■ Work task ■
If a line in the entries contains the word "displays", list it.

━━ Listed entries ━━

Issue #3290, opened 2025-06-23
[DOCS-ISSUE] - Image consistency in long tutorial


xibe:
**Where is the bug/mistake?**
https://docs.n8n.io/try-it-out/tutorial-first-workflow/#step-three-add-the-nasa-node-and-set-up-credentials

**What problem did you find?**
In Step 3.6.d (the "Add the NASA node and set up credentials" in the "Add the NASA node and set up credentials" section), the provided text is `{{ $today.minus(7, 'days') }}` which, in n8n, displays a result of `[DateTime: 2025-06-16T00:00:00.000-04:00]`.
This is not consistent with the screen capture that follows immediately, which uses `{{ $today.minus({days: 7}).toFormat('yyyy-MM-dd')}}
` and displays `2025-06-16`.

While this is super minor, it may bring confusion to beginners, who might feel that not having `2025-06-16` as a test result might break the rest of the tutorial, and they'd feel the need to type exactly what is in the screen capture, thus losing time -- and possibly patience.

**Can you suggest a fix?**
Two options:
* update the screen capture to use `{{ $today.minus(7, 'days') }}` and `[DateTime: 2025-06-16T00:00:00.000-04:00]`., 
* or indicate that both `{{ $today.minus(7, 'days') }}` and  `{{ $today.minus({days: 7}).toFormat('yyyy-MM-dd')}}` give similar results.

srinikshipit:
Can I pick this case?

StarfallProjects:
@LearnThoroughly sorry for the slow reply - yes, if you want to do this issue, that would be great!

StarfallProjects:
It looks like this one got done at some point, as the screenshot and text now match.

srinikshipit:
hi @StarfallProjects , thanks for your comment, apologies I did not reply to it!

PR #3374, opened 2025-07-18
Modify expression in tutorial-first-workflow to match the reference image

ninadnaik10:


ninadnaik10:
Fixes: issue #3290

imchairmanm:
Hey @ninadnaik10, thanks for the PR. You're right that the text and the image in the tutorial didn't match. However, it's the image that is currently out of date (the expression it uses no longer works). Can you update the image instead?

imchairmanm (approved):
Thanks @ninadnaik10!

Issue #510, opened 2020-12-04
Add test cases for soul-admin controller


dengliming:
**_controller_**
- [ ] AppAuthController @magicalxiaochen
- [x] ConfigController @HoldDie
- [x] DashboardUserController @operaxxx
- [x] IndexController @lw1243925457
- [x] MetaDataController @fcwalker
- [x] PlatformController @wangwenjie666
- [x] PluginController @guanyushen
- [x] PluginHandleController @charlesgongC
- [x] RuleController @shijie666
- [x] SelectorController @cchenxi
- [x] SoulClientController @branchen

Please read the [Contribution Guideline](https://dromara.org/website/en-us/docs/soul/contributor.html) before submitting the PR

HoldDie:
1

lw1243925457:
1

operaxxx:
get

magicalxiaochen:
get AppAuthController

branchen:
get IndexController

shijie666:
get RuleController

wangwenjie666:
get PlatformController

fcwalker:
get MetaDataController

branchen:
get SoulClientController

cchenxi:
get SelectorController

guanyushen:
get  PluginController

charlesgongC:
get PluginHandleController

dengliming:
done

PR #753, opened 2020-12-16
Add test cases for AppAuthController of soul-admin(#510)

magicalxiaochen:
Fix: #510

### DIFF
--- a/soul-admin/src/main/java/org/dromara/soul/admin/query/AppAuthQuery.java
+++ b/soul-admin/src/main/java/org/dromara/soul/admin/query/AppAuthQuery.java
@@ -41,10 +41,6 @@ public class AppAuthQuery implements Serializable {
 
     private String phone;
 
-    private Integer currentPage;
-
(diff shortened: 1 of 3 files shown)


soul-admin/src/main/java/org/dromara/soul/admin/query/AppAuthQuery.java
```diff
@@ -41,10 +41,6 @@
 
     private String phone;
 
-    private Integer currentPage;
-
-    private Integer pageSize;
-
```
dengliming, line 47: Why remove this?

magicalxiaochen: Because it repeats with PageParameter

dengliming: OK

dengliming (approved):

PR #761, opened 2020-12-16
Optimize the setup selectors of divide plugin

dengliming:

Make sure that:

### DIFF
--- a/soul-admin/src/test/resources/META-INF/schema.sql
+++ b/soul-admin/src/test/resources/META-INF/schema.sql
@@ -14,11 +14,7 @@
 -- See the License for the specific language governing permissions and
 -- limitations under the License.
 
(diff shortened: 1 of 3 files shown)


soul-admin/src/test/resources/META-INF/schema.sql
```diff
@@ -14,12 +14,8 @@
 -- See the License for the specific language governing permissions and
 -- limitations under the License.
 
-SET MODE MySQL;
-
 CREATE Schema IF NOT EXISTS  `soul`;
 
-USE `soul`;
```
yu199195, line 21: not use soul databases？

dengliming: no need this for h2

PR #850, opened 2020-12-22
Issue#849 Rewrite RandomLoadBalance class, and sort the upstreamList beforehand. 

lmhmhl:


tydhot:
I think this is a good opportunity to improve the unit testing of this strategy

dengliming:
Can you also add some test to cover your changes?

PR #918, opened 2020-12-30
compatible with h2 storage

dmsolr:

Make sure that:

1. compatible with h2
2. change default storage to H2


soul-admin/src/main/resources/application-local.yml
```diff
@@ -25,16 +25,19 @@ spring:
...
     suffix: .html
   datasource:
-    url: jdbc:mysql://localhost:3306/soul?useUnicode=true&characterEncoding=utf-8
-    username: root
-    password:
-    driver-class-name: com.mysql.jdbc.Driver
+    url: jdbc:h2:mem:~/soul;DB_CLOSE_DELAY=-1
+    username: sa
+    password: sa
+    driver-class-name: org.h2.Driver
```
dengliming, line 31: If we can support like this would be better. 
```
datasource:
  select: mysql
  mysql:
    url: jdbc:mysql://localhost:3306/soul?useUnicode=true&characterEncoding=utf-8
    username: root
    password:
    driver-class-name: com.mysql.jdbc.Driver
  h2:
    url: jdbc:h2:mem:~/soul;DB_CLOSE_DELAY=-1
    username: sa
    password: sa
    driver-class-name: org.h2.Driver
```

dengliming:
Let's separate multiple database configurations for now.

dengliming (approved):

PR #932, opened 2021-01-03
refactor client register code

Severezh:

Make sure that:

### DIFF
--- a/soul-admin/src/main/java/org/dromara/soul/admin/controller/SoulClientController.java
+++ b/soul-admin/src/main/java/org/dromara/soul/admin/controller/SoulClientController.java
@@ -17,10 +17,11 @@
 
 package org.dromara.soul.admin.controller;
 
+import org.dromara.soul.admin.dto.MetaDataDTO;
 import org.dromara.soul.admin.dto.SpringCloudRegisterDTO;
 import org.dromara.soul.admin.dto.SpringMvcRegisterDTO;
-import org.dromara.soul.admin.dto.MetaDataDTO;
 import org.dromara.soul.admin.service.SoulClientRegisterService;
+import org.dromara.soul.common.constant.RegisterConstants;
 import org.springframework.web.bind.annotation.PostMapping;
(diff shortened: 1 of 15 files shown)


soul-admin/src/main/java/org/dromara/soul/admin/controller/SoulClientController.java
```diff
@@ -52,7 +53,7 @@ public SoulClientController(final SoulClientRegisterService soulClientRegisterSe
      * @param springMvcRegisterDTO the spring mvc register dto
      * @return the string
      */
-    @PostMapping("/springmvc-register")
+    @PostMapping(RegisterConstants.HTTP_PATH)
```
tydhot, line 56: why spring mvc is http path?

soul-common/src/main/java/org/dromara/soul/common/constant/RegisterConstants.java
```diff
@@ -0,0 +1,39 @@
...
+/**
+ * constants for register.
+ *
+ * @author severez
+ */
+public final class RegisterConstants {
+
+    public static final String COMMON_CONTEXT_PATH = "/soul-client";
+
+    public static final String HTTP_PATH = "/springmvc-register";
```
tydhot, line 29: I don't think http path can be "/springmvc-register".

soul-common/src/main/java/org/dromara/soul/common/enums/RpcTypeEnum.java
```diff
@@ -37,46 +38,48 @@
     /**
      * Http rpc type enum.
      */
-    HTTP("http", true),
+    HTTP("http", RegisterConstants.HTTP_PATH, true),
```
tydhot, line 41: The RPC type here should not be related to the specific path, especially when HTTP can't correspond to a specific path

tydhot (changes requested):

tydhot:
I think the rough changes here are not very appropriate and need more careful thinking

PR #976, opened 2021-01-14
Open httpclient plugin in soul-bootstrap pom.xml

### LINKED ISSUE #975: Little question for soul-bootstrap pom.xml
## Question

In soul-bootstrap pom.xml 
image

I think soul-spring-boot-starter-plugin-httpclient It's a very important plugin. 

It shouldn't put in 
 < ! --if you use http proxy start this -- >
  ………………
  < ! --if you use http proxy end this -- >

Because For beginners, it may be commented out together with plugin-divide. 

so I think It's should be move to other place.

lxl910128:

fix #975 

If It's not a bug , please close me


dengliming (approved):
Agree with keeping it open in pom.xml. But it's not a bug.

PR #982, opened 2021-01-15
fix pom property mismatch(#981)

### LINKED ISSUE #981: jdk.version property in soul's pom mismatch
## Describe the bug
in the root pom, soul define `jdk.version` in <properties>:
```xml
    <properties>
        <jdk.version>1.8</jdk.version>
......
</properties>
```

But use `${java.version}` to give the version of java compile in maven plugin:
```xml
            <plugin>
                <groupId>org.apache.maven.plugins</groupId>
                <artifactId>maven-compiler-plugin</artifactId>
                <version>${maven-compiler-plugin.version}</version>
                <configuration>
                    <source>${java.version}</source>
                    <target>${java.version}</target>
                    <encoding>${project.build.sourceEncoding}</encoding>
                </configuration>
            </plugin>
```

They are mismatched.

## Environment

- Soul version(s): master branch

## Expected behavior
recommend to use `java.version`  in all places.
Because  right now `jdk.version` is not used but `java.version` is used in root pom and soul-examples's pom.

evasnowind:
Fixes #981  

- [X] You have read the [contribution guidelines](https://dromara.org/en-us/docs/soul/contributor.html).
      - this issue need not new test case. If not , please let me know. Thx.
- [X] Your local test passed `mvn clean install -Dmaven.javadoc.skip=true`.

### DIFF
--- a/pom.xml
+++ b/pom.xml
@@ -83,7 +83,7 @@
     </parent>
 
     <properties>
-        <jdk.version>1.8</jdk.version>
+        <java.version>1.8</java.version>
         <hutool.version>4.0.8</hutool.version>
         <project.build.sourceEncoding>UTF-8</project.build.sourceEncoding>
         <jasypt.version>1.9.2</jasypt.version>


dengliming (approved):
LGTM  /thanks.

Issue #990, opened 2021-01-16
the selector added through soul-admin is not checked


augfool:
## Describe the bug

The survival of the divide selector added through soul-admin is not checked.
UpstreamCheckService#check

## Environment

- Soul version(s): [2.2.1]

## Steps to reproduce
1. start soul-admin, soul-bootstrap
2. add divide selector  that cannot be connected through soul-admin
3. GET http://localhost:9195/http/order/findById?id=3 
![image](https://user-images.githubusercontent.com/7943753/104817562-fb393d00-585c-11eb-936a-56571cfc1f11.png)

## Expected behavior

The selector data table is updated and the selector update event is published.

## Debug logs

![image](https://user-images.githubusercontent.com/7943753/104818022-e5794700-585f-11eb-858e-1f3f0dc265e4.png)

<details>
<summary>Click to expand</summary>

```
replace this line with your debug logs
```
</details>

augfool:
pr: https://github.com/dromara/soul/pull/991

PR #991, opened 2021-01-16
fix the divide selector added through soul-admin is not checked (#990)

augfool:
* delete UpstreamCheckService dependence on SelectorService
    * reduce one select operation in UpstreamCheckService#updateSelectorHandler
    * modify SelectorServiceTest, UpstreamCheckServiceTest

Make sure that:

### DIFF
--- a/soul-admin/src/main/java/org/dromara/soul/admin/service/impl/SelectorServiceImpl.java
+++ b/soul-admin/src/main/java/org/dromara/soul/admin/service/impl/SelectorServiceImpl.java
@@ -44,9 +44,11 @@ import org.dromara.soul.admin.vo.SelectorConditionVO;
 import org.dromara.soul.admin.vo.SelectorVO;
 import org.dromara.soul.common.dto.ConditionData;
 import org.dromara.soul.common.dto.SelectorData;
+import org.dromara.soul.common.dto.convert.DivideUpstream;
 import org.dromara.soul.common.enums.ConfigGroupEnum;
 import org.dromara.soul.common.enums.DataEventTypeEnum;
 import org.dromara.soul.common.enums.PluginEnum;
+import org.dromara.soul.common.utils.GsonUtils;
 import org.springframework.beans.factory.annotation.Autowired;
 import org.springframework.context.ApplicationEventPublisher;
 import org.springframework.stereotype.Service;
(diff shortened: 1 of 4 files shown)


soul-admin/src/main/java/org/dromara/soul/admin/service/impl/UpstreamCheckService.java
```diff
@@ -168,21 +182,25 @@ private void check(final String selectorName, final List<DivideUpstream> upstrea
...
-            if (upstreams == null) {
-                selector.setHandle("");
-                selectorData.setHandle("");
-            } else {
-                String handler = GsonUtils.getInstance().toJson(upstreams);
-                selector.setHandle(handler);
+        SelectorDO selectorDO = selectorMapper.selectByName(selectorName);
+        if (Objects.nonNull(selectorDO)) {
+            String handler = CollectionUtils.isEmpty(upstreams) ? "" : GsonUtils.getInstance().toJson(upstreams);
+            List<ConditionData> conditionDataList = selectorConditionMapper
```
yu199195, line 188: what is mean？

soul-admin/src/main/java/org/dromara/soul/admin/service/impl/SelectorServiceImpl.java
```diff
@@ -264,4 +271,15 @@ private SelectorData buildSelectorData(final SelectorDO selectorDO) {
         return SelectorDO.transFrom(selectorDO, pluginDO.getName(), conditionDataList);
     }
 
+    private void updateDivideUpstream(final SelectorDO selectorDO) {
```
yu199195, line 274: what is mean？

soul-admin/src/main/java/org/dromara/soul/admin/service/impl/UpstreamCheckService.java
augfool: 1. Remove the dependency of the Class UpstreamCheckService on the Class SelectorService and modify it to rely on the Class Mapper, because the Class SelectorService will depend on the Class UpstreamCheckService.
2. The value of the selector is already known when the selectorData is generated, reducing one query operation.

soul-admin/src/main/java/org/dromara/soul/admin/service/impl/SelectorServiceImpl.java
augfool: The divide selector added through the web console is updated to UpstreamCheckService#UPSTREAM_MAP.

PR #1022, opened 2021-01-19
Add final for `execute` method.

yiwenlong:
`execute` method is designed as a template method, so the final keyword should be used to prevent subclasses from overriding the implementation of the `execute` method.


tydhot (commented):
why

yiwenlong:
> why

Prevent subclass override.

PR #1048, opened 2021-01-24
[soul-plugin] refractor: make soul-plugin-base more clean

cottom:
Now `soul-plgin-base` have some children plugin's specific process logic. This PR is trying to move such logic into children plugin to make the base plugin more pure.

Make sure that:


soul-plugin/soul-plugin-base/src/main/java/org/dromara/soul/plugin/base/AbstractSoulPlugin.java
```diff
@@ -99,6 +97,14 @@
         return chain.execute(exchange);
     }
 
+    protected Mono<Void> handleSelectorIsNull(final String pluginName, final ServerWebExchange exchange, final SoulPluginChain chain) {
```
yu199195, line 100: not used in the AbstractSoulPlugin?

cottom: old function signature. used as before.

image

PR #1058, opened 2021-01-25
delete redundant code, refactor onRuleChanged method

### LINKED ISSUE #1049: about nacos-sync-data, maybe some code is redundant.
## Question

// your question here;
when I use nacos-sync-data, if I change auth data at admin, then changed data will be send NaosDataChangedListener#updateAuthMap method invoke, but in this method,the configInfo param is old data, and the AUTH_MAP also old, there old data change equal no change, so, what use is this code.

Please pay attention on issues you submitted, because we maybe need more details. 
If no response anymore and we cannot reproduce it on current information, we will **close it**.
image

Zhoutzzz:
fixes #1049 

This PR does two things:

Firstly, the redundant method named 'updatexxxMap' in NacosDataChangeLlistener listener is deleted. These methods are not useful in data synchronization.

Second, in 'onRuleChanged' method, old data will be cached. In the long run, there will be more and more rule related cache data, which will affect the performance. The cache processing logic of this method has been modified. When new data comes, it will be directly added to the cache, and when the original data is modified, it will be covered.

Finally, the modified code has been verified and the function is normal.

Make sure that:


soul-admin/src/main/java/org/dromara/soul/admin/listener/nacos/NacosDataChangedListener.java
```diff
@@ -233,20 +223,35 @@ public void onRuleChanged(final List<RuleData> changed, final DataEventTypeEnum
...
+                            .parallelStream()
+                            .collect(Collectors.toMap(RuleData::getId, v -> v));
+                    currentData.put(rule.getId(), rule);
+                    RULE_MAP.put(rule.getSelectorId(),
+                            currentData
+                                    .values()
+                                    .parallelStream()
+                                    .sorted(RULE_DATA_COMPARATOR)
+                                    .collect(Collectors.toList()));
                 });
```
dengliming, line 237:
```
                    List<RuleData> ls = RULE_MAP
                            .getOrDefault(rule.getSelectorId(), new ArrayList<>())
                            .stream()
                            .filter(s -> !s.getId().equals(rule.getId()))
                            .sorted(RULE_DATA_COMPARATOR)
                            .collect(Collectors.toList());
                    ls.add(rule);
                    RULE_MAP.put(rule.getSelectorId(), ls);
```

dengliming (changes requested):

soul-admin/src/main/java/org/dromara/soul/admin/listener/nacos/NacosDataChangedListener.java
Zhoutzzz: ok,thanks you review my code #

dengliming (approved):

PR #1080, opened 2021-02-01
delete the RestController,just use Controller

stephenshen1993:
It is unnecessary to judge restcontroller in spring mvcclientbean postprocessor, because restcontroller is also a controller,
so delete the RestController,just use Controller


soul-client/soul-client-http/soul-client-springmvc/src/main/java/org/dromara/soul/client/springmvc/init/SpringMvcClientBeanPostProcessor.java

━━━

■ Result of this exercise ■
In Step 3.6.d (the "Add the NASA node and set up credentials" in the "Add the NASA node and set up credentials" section), the provided text is `{{ $today.minus(7, 'days') }}` which, in n8n, displays a result of `[DateTime: 2025-06-16T00:00:00.000-04:00]`.
` and displays `2025-06-16`.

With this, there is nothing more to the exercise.